Below are some records; work out how many of their lines contain "usage" and give the number only.
━━━━━━━━━━
PR #1259, opened 2024-07-24
Add publisher delete and queryable reply messages to ACL

### LINKED ISSUE #1255: Queryable reply keyexpr should be exposed to interceptors
### Describe the feature

[This TODO line](https://github.com/eclipse-zenoh/zenoh/blob/main/zenoh/src/net/routing/dispatcher/queries.rs#L810) should be implemented in order to expose the appropriate reply keyexpr to interceptors.

oteffahi:
Adds filtering of publisher delete and queryable reply messages to ACL.
Example of ACL rules with delete and reply messages:
```json
{
  "access_control":
    {
      "enabled": true,
      "default_permission": "deny",
      "rules":
      [
        {
          "id": "allow queryables",
          "permission": "allow",
          "flows": ["ingress", "egress"],
          "messages": [
            "query",
            "reply",
            "declare_queryable"
          ],
          "key_exprs": [
            "**"
          ]
        },
        {
          "id": "allow delete",
          "permission": "allow",
          "flows": ["ingress", "egress"],
          "messages": [
            "delete",
          ],
          "key_exprs": [
            "**"
          ]
        },
      ],
      // rest of ACL config
    }
}
```

### DIFF
--- a/zenoh/src/net/routing/dispatcher/queries.rs
+++ b/zenoh/src/net/routing/dispatcher/queries.rs
@@ -718,7 +718,7 @@ pub(crate) fn route_send_response(
                         ext_tstamp,
                         ext_respid,
                     },
-                    "".to_string(), // @TODO provide the proper key expression of the response for interceptors
+                    key_expr.to_string(),
                 ));
         }
         None => tracing::warn!(
--- a/zenoh/src/net/routing/dispatcher/queries.rs
+++ b/zenoh/src/net/routing/dispatcher/queries.rs
@@ -718,7 +718,7 @@ pub(crate) fn route_send_response(
                         ext_tstamp,
                         ext_respid,
                     },
-                    key_expr.to_string(),
+                    "".to_string(), // @TODO provide the proper key expression of the response for interceptors
                 ));
         }
         None => tracing::warn!(
--- a/zenoh/src/net/routing/interceptor/access_control.rs
+++ b/zenoh/src/net/routing/interceptor/access_control.rs
@@ -244,10 +244,8 @@ impl InterceptorTrait for IngressAclEnforcer {
                     return None;
                 }
             }
-            NetworkBody::Response(Response { wire_expr, .. }) => {
-                // @TODO: Remove wire_expr usage when issue #1255 is implemented
-                if self.action(AclMessage::Reply, "Reply (ingress)", wire_expr.as_str())
-                    == Permission::Deny
+            NetworkBody::Response(Response { .. }) => {
+                if self.action(AclMessage::Reply, "Reply (ingress)", key_expr?) == Permission::Deny
                 {
                     return None;
                 }
--- a/zenoh/src/net/routing/interceptor/access_control.rs
+++ b/zenoh/src/net/routing/interceptor/access_control.rs
@@ -235,6 +235,21 @@ impl InterceptorTrait for IngressAclEnforcer {
             .or_else(|| ctx.full_expr());
 
         match &ctx.msg.body {
+            NetworkBody::Request(Request {
+                payload: RequestBody::Query(_),
+                ..
+            }) => {
+                if self.action(AclMessage::Query, "Query (ingress)", key_expr?) == Permission::Deny
+                {
+                    return None;
+                }
+            }
+            NetworkBody::Response(Response { .. }) => {
+                if self.action(AclMessage::Reply, "Reply (ingress)", key_expr?) == Permission::Deny
+                {
+                    return None;
+                }
+            }
             NetworkBody::Push(Push {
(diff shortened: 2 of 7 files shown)


oteffahi:
Requesting reviews from @Mallets @OlivierHecart @fuzzypixelz
Thanks!

zenoh/src/net/routing/interceptor/access_control.rs
```diff
@@ -278,7 +278,49 @@ impl InterceptorTrait for IngressAclEnforcer {
...
-            _ => {}
+            NetworkBody::Response(Response { .. }) => {
+                if self.action(AclMessage::Reply, "Reply (ingress)", key_expr?) == Permission::Deny
+                {
+                    return None;
+                }
+            }
+            // Unfiltered Delete messages
+            NetworkBody::Push(Push {
+                payload: PushBody::Del(_),
```
Mallets, line 289: `Delete` should be handled in the same way a `Put` is handled. We should also add it as part of the config.

Mallets: Yes, it does 👍

zenoh/src/net/routing/dispatcher/queries.rs
```diff
@@ -718,7 +718,7 @@ pub(crate) fn route_send_response(
                         ext_tstamp,
                         ext_respid,
                     },
-                    "".to_string(), // @TODO provide the proper key expression of the response for interceptors
+                    key_expr.to_string(),
```
Mallets, line 721: This allocates everytime in the critical path. Why it should return a `String` and not a `keyexpr`?

zenoh/src/net/routing/interceptor/authorization.rs
```diff
@@ -184,25 +184,31 @@ impl PermissionPolicy {
...
 
 impl ActionPolicy {
     fn action(&self, action: AclMessage) -> &PermissionPolicy {
         match action {
             AclMessage::Query => &self.query,
             AclMessage::Put => &self.put,
+            AclMessage::Delete => &self.delete,
             AclMessage::DeclareSubscriber => &self.declare_subscriber,
             AclMessage::DeclareQueryable => &self.declare_queryable,
+            AclMessage::Reply => &self.reply,
```
Mallets, line 201: From a stylistics point of view let's group `Query` and `Reply` together while matching.
Moreover, let's match first the most common cases that are `Put`, `Query`, Reply.

zenoh/src/net/routing/dispatcher/queries.rs
oteffahi: It's because `RoutingContext<Msg>` expects a `String`. In other instances where this is called no additional allocation is made, but here it is the case...
For more detail see here: https://github.com/eclipse-zenoh/zenoh/blob/main/zenoh/src/net/routing/mod.rs

Mallets: Let's then return empty `String` for the time being until a proper solution is found. 
Does returning an empty `String` impact the behaviour?

oteffahi: Returning an empty string breaks the keyexpr matching (empty string does not match with any key expression, even `**`).
Also, rules are made on key expressions, so having an empty string on all replies would impact the behavior of ACL

Mallets: Ok, understood. Can you then verify the impact on performance?

oteffahi: I'll look into it 👍

oteffahi: Due to high impact on performance, this change will be reverted. We can use `Response{ wire_expr, ... }` in ACL code to only get the keyexpr when needed.

zenoh/src/net/routing/interceptor/access_control.rs
```diff
@@ -235,6 +235,23 @@ impl InterceptorTrait for IngressAclEnforcer {
...
+            }) => {
+                if self.action(AclMessage::Query, "Query (ingress)", key_expr?) == Permission::Deny
+                {
+                    return None;
+                }
+            }
+            NetworkBody::Response(Response { wire_expr, .. }) => {
+                // @TODO: Remove wire_expr usage when issue #1255 is implemented
+                if self.action(AclMessage::Reply, "Reply (ingress)", wire_expr.as_str())
+                    == Permission::Deny
```
oteffahi, line 250: This code, and its equivalent egress version, will need to be updated once #1255 is implemented.

Mallets (approved):

PR #1260, opened 2024-07-24
make examples SHM-agnostic

yellowhatter:
I adopt examples to illustrate that SHM operation is transparent at data reception side. For example, I removed `z_sub_shm` and instead `z_sub` will print out SHM datatype for SHM buffers if it is compiled with SHM support


yellowhatter:
@Mallets

Mallets:
I believe the proposed changes obfuscate the examples rather than clarifying them... Taking out some critical Zenoh code from the example and put it in a common module (`receive_sample`) and using it directly makes the example hard to read and follow.
Moreover, changing the output format has an impact on interoperability tests, which should be updated accordingly. 
Therefore, I'm rather against merging this PR,

yellowhatter:
> I believe the proposed changes obfuscate the examples rather than clarifying them... Taking out some critical Zenoh code from the example and put it in a common module (`receive_sample`) and using it directly makes the example hard to read and follow. Moreover, changing the output format has an impact on interoperability tests, which should be updated accordingly. Therefore, I'm rather against merging this PR,

The main goal of this PR is to illustrate that Zenoh works with SHM data in transparent manner and also to reduce the number of examples by removing excessive `z_sub_shm`.

So, for readability we can remove the common code block and put it into examples directly, but the output format change is necessary as it now indicates SHM type info, that is also a subject for interoperability tests, thus worth supporting there.

Mallets:
SHM is not available in all languages, so it's a no go for the time being to modify all bindings to support something that is available only in Rust, C, and C++. Let's keep `z_sub` and `z_pub` simple and let's add anything related to `shm` into `shm` example for the time being.

Although SHM is an extremely cool feature of Zenoh, not every user nor beginner will use it. So, my advise is not to make simply things more complex. Moreover, if we plan to change basic examples, the PR should come with sister PRs that update base interoperability tests.

Issue #1257, opened 2024-07-24
Porting async_std to tokio for all plugins


evshary:
### Describe the feature

This is the umbrella issue to track the progress of porting async_std to tokio for all plugins and backends

* Zenoh (examples, storage, REST...): https://github.com/eclipse-zenoh/zenoh/pull/1264
* DDS plugin: https://github.com/eclipse-zenoh/zenoh-plugin-dds/pull/280
* ROS 2 plugin: https://github.com/eclipse-zenoh/zenoh-plugin-ros2dds/pull/195
* ROS 1 plugin: https://github.com/eclipse-zenoh/zenoh-plugin-ros1/pull/118
* MQTT plugin: https://github.com/eclipse-zenoh/zenoh-plugin-mqtt/pull/154
* webserver plugin: https://github.com/eclipse-zenoh/zenoh-plugin-webserver/pull/128
* S3 backend: https://github.com/eclipse-zenoh/zenoh-backend-s3/pull/127
* Influxdb backend: https://github.com/eclipse-zenoh/zenoh-backend-influxdb/pull/169
* rockdb backend: https://github.com/eclipse-zenoh/zenoh-backend-rocksdb/pull/155
* filesystem backend: https://github.com/eclipse-zenoh/zenoh-backend-filesystem/pull/170

PR #1264, opened 2024-07-25
Use tokio to replace async_std for plugins and backends.

evshary:
Related to https://github.com/eclipse-zenoh/zenoh/issues/1257

### DIFF
--- a/commons/zenoh-core/src/macros.rs
+++ b/commons/zenoh-core/src/macros.rs
@@ -157,7 +157,7 @@ macro_rules! to_u64 {
 }
 
 // This macro allows to spawn the right amount of threads in the
-// tokio executor
+// async_std executor
 #[macro_export]
 macro_rules! zasync_executor_init {
     () => {
--- a/commons/zenoh-core/src/macros.rs
+++ b/commons/zenoh-core/src/macros.rs
@@ -157,7 +157,7 @@ macro_rules! to_u64 {
 }
 
 // This macro allows to spawn the right amount of threads in the
-// async_std executor
+// tokio executor
 #[macro_export]
 macro_rules! zasync_executor_init {
     () => {
--- a/plugins/zenoh-plugin-rest/src/lib.rs
+++ b/plugins/zenoh-plugin-rest/src/lib.rs
@@ -17,7 +17,7 @@
 //! This crate is intended for Zenoh's internal use.
 //!
 //! [Click here for Zenoh's documentation](../zenoh/index.html)
-use std::{borrow::Cow, convert::TryFrom, str::FromStr, sync::Arc};
+use std::{borrow::Cow, convert::TryFrom, str::FromStr, sync::Arc, time::Duration};
 
 use base64::Engine;
 use futures::StreamExt;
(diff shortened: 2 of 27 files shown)


Mallets:
@wyfo do you mind reviewing this PR?

YuanYuYuan:
BTW, if we decide to use another static Tokio runtime in the plugin and consequently remove the async-std dependency in zenoh-util, we can eliminate the outdated TimedEvent since it was used before Tokio-utils was available.

Mallets:
> BTW, if we decide to use another static Tokio runtime in the plugin and consequently remove the async-std dependency in zenoh-util, we can eliminate the outdated TimedEvent since it was used before Tokio-utils was available.

We need to double check first wether `TimedEvent` is used in any plugin.

YuanYuYuan:
A quick search over our eclipse project shows we use `TimedEvent` in the zenoh-plugin-dds, zenoh-plugin-ros2dds, and zenoh-backend-influxdb. And I agree that we should open another PR dedicated to cleaning this last async-std dependence in zenoh.

plugins/zenoh-plugin-storage-manager/tests/wildcard.rs
```diff
@@ -195,6 +193,7 @@ async fn test_wild_card_in_order() {
 
 #[test]
 fn wildcard_test() {
-    task::block_on(async { test_wild_card_in_order().await });
-    // task::block_on(async { test_wild_card_out_of_order() });
+    let rt = Runtime::new().unwrap();
+    rt.block_on(async { test_wild_card_in_order().await });
+    // rt.block_on(async { test_wild_card_out_of_order() });
```
Mallets, line 198: Dead code.
```suggestion
```

commons/zenoh-core/src/macros.rs
```diff
@@ -157,7 +157,7 @@ macro_rules! to_u64 {
 }
 
 // This macro allows to spawn the right amount of threads in the
-// async_std executor
+// tokio executor
```
Mallets, line 160: The `zasync_executor_init` is specific to `async-std` and it is needed for tests to run on the CI. If we are moving to *tokio* then `zasync_executor_init` shouldn't be needed anymore. This change should be reverted and any call to `zasync_executor_init` should be removed from all the tests ported to *tokio*.

Mallets:
A broader discussion should happen on wether every plugin has its own executor or a common executor can be used when statically linking the plugins.

Mallets:
Discussion happened on Discord and there is a common agreement to go for a single runtime in case of static linking. 

To deal with *static* vs *dynamic* linking and symbols re-export `S3` backend uses the [dynamic_plugin](https://github.com/eclipse-zenoh/zenoh-backend-s3/blob/0973237a4348528b2420d8729894618ed5807273/Cargo.toml#L37) feature to selectively activate ad-hoc support for each target. We should explore that approach and to eventually make it common to all plugins.

plugins/zenoh-plugin-rest/src/lib.rs
```diff
@@ -245,8 +257,9 @@ impl Plugin for RestPlugin {
 
         let conf: Config = serde_json::from_value(plugin_conf.clone())
             .map_err(|e| zerror!("Plugin `{}` configuration error: {}", name, e))?;
-        let task = async_std::task::spawn(run(runtime.clone(), conf.clone()));
-        let task = async_std::task::block_on(task.timeout(std::time::Duration::from_millis(1)));
+        let task = TOKIO_RUNTIME.spawn(run(runtime.clone(), conf.clone()));
```
Mallets, line 260: Here we should try to get the current runtime.

plugins/zenoh-plugin-rest/src/lib.rs
```diff
@@ -245,8 +257,9 @@ impl Plugin for RestPlugin {
...
+        let task = TOKIO_RUNTIME
```
Mallets, line 261: Here we should try to get the current runtime.

Mallets (approved):

Issue #1249, opened 2024-07-22
Unexpected Failover brokering


YuanYuYuan:
### Describe the bug

Failover brokering is activated unexpectedly in the following order

1. `./target/debug/zenohd -l tcp/127.0.0.1:7447` 
2. `./target/debug/examples/z_sub -e tcp/127.0.0.1:7447 -m peer`
3. `./target/debug/examples/z_pub -e tcp/127.0.0.1:7447 -m peer`
    
Note the below order doesn’t trigger.
    
1. `./target/debug/zenohd -l tcp/127.0.0.1:7447` 
2. `./target/debug/examples/z_pub -e tcp/127.0.0.1:7447 -m peer`
3. `./target/debug/examples/z_sub -e tcp/127.0.0.1:7447 -m peer`

### System info

- zenoh: b3e42cef38f6227a87a26725d0479bcf9ace69a9

PR #1272, opened 2024-07-25
Fix failover brokering bug reacting to linkstate changes

OlivierHecart:


YuanYuYuan:
I've confirmed that this PR resolves the issue #1249. Let's merge it or wait for the fix of CI?

Mallets:
> I've confirmed that this PR resolves the issue #1249. Let's merge it or wait for the fix of CI?

Great! Tests are passing so let's not block this PR because of new Clippy lints.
━━━━━━━━━━
Response:
2